**What you will do**
What is needed here is a verbatim copy of the records that follow.

**Provided information**

PR #34, opened 2015-12-09
feat(router): make hash sizes configurable

krancour:
Another incremental step toward feature parity.


krancour:
Worth noting: this PR adds configuration options that are nginx specific.  After feature parity has been achieved, I intend to circle back and add support for configuration "extensions" that might be implementation-specific.  See #36.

**Solution to the problem**
PR #34, opened 2015-12-09
feat(router): make hash sizes configurable

krancour:
Another incremental step toward feature parity.


krancour:
Worth noting: this PR adds configuration options that are nginx specific.  After feature parity has been achieved, I intend to circle back and add support for configuration "extensions" that might be implementation-specific.  See #36.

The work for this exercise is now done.